Vauvenart adressa un signe à Angélique. Était-il là ou non ? Il déploya sa haute taille qui touchait les poutres du plafond pour venir lui baiser la main.
– Je la convaincrai...
Il tanguait un peu.
Une femme très blonde, l'air hardi, intéressante, pensa Angélique, une Guillemette plus jeune, tenait le bout d'une tablée autour de laquelle plusieurs hommes avaient pris place ne la quittant pas des yeux et riant de tout ce qu'elle disait. Parmi eux Grandbois, mais aussi le major d'Avrensson.
Le cabaretier qui voyait les yeux d'Angélique fixés sur elle vint la renseigner en se penchant à son oreille.
– C'est une seigneuresse du côté du lac Saint-Pierre, Madame de La Dauvernie.
Elle avait quarante ans. Un manoir, des centaines d'arpents de belles terres en concessions. Encore une veuve ! Pas pour longtemps. Elle était venue à Québec pour chercher son homme. Ici, au Canada, on vivait bien. Il n'y avait pas de veuvage sans rémission. Une femme accorte et bien pourvue ne restait jamais longtemps seule. Celle-ci voulait un compagnon et un amant pour les noires soirées en son manoir perdu. Pour diriger la seigneurie elle n'avait besoin de personne. Elle s'y entendait, fallait voir ! On en trouvait beaucoup comme elle ; des femmes au Canada – opinion de Boisvite – valaient mieux que les hommes. C'était connu et de valeur.

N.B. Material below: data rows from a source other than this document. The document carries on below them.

PR #416, opened 2023-03-24
Implemented (Good) Broyden

zaccharieramzi:
This PR adds the implementation of the good Broyden method (denoted in `scipy` as `'broyden1'`).

Some current pending aspects that I would like to discuss (and this is why I am opening this PR):
- I currently have a very hard time getting any test to pass when using float32, as numerical imprecisions cause nan and inf values to appear in my Broyden matrix computations. @mblondel if you have any idea on how to typically resolve those any input is welcome.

Un jeune homme était assis seul sur un tonneau tourné au coin de la grande cheminée, un pied s'appuyant au degré de pierre. Il fumait une longue pipe emplumée. Sa beauté était prodigieuse dans l'encadrement de longs cheveux noirs et lisses, Son regard sombre et pensif, rêvait.
« Dieu du ciel, il m'inspire ! » se dit-elle.
– Pourquoi regardez-vous ainsi ce sang-mêlé ? demanda la voix du duc de Vivonne.
– Il est beau.
Mais le jeune homme se leva. Elle le trouva un peu court de jambes et son excitation tomba.
– Je ne suis guère partisan, déclarait la voix d'un jeune fonctionnaire qui se trouvait à leur table, de ces mariages qui ont donné des Français nouveaux qui ne sont bien ni dans la forêt ni dans nos salons. Mais pour la guerre iroquoise, certes, ils valent les meilleurs soldats d'Europe.
Lui-même était canadien ce qui lui permettait de boire sec sans trop perdre la tête. Il se nommait Adrien Desforges. M. l'intendant Carlon, qui l'avait dans son état-major, l'avait mis à la disposition du duc de La Ferté dépourvu de son écuyer, pour lors indisposé et ne pouvant l'accompagner dans les tavernes.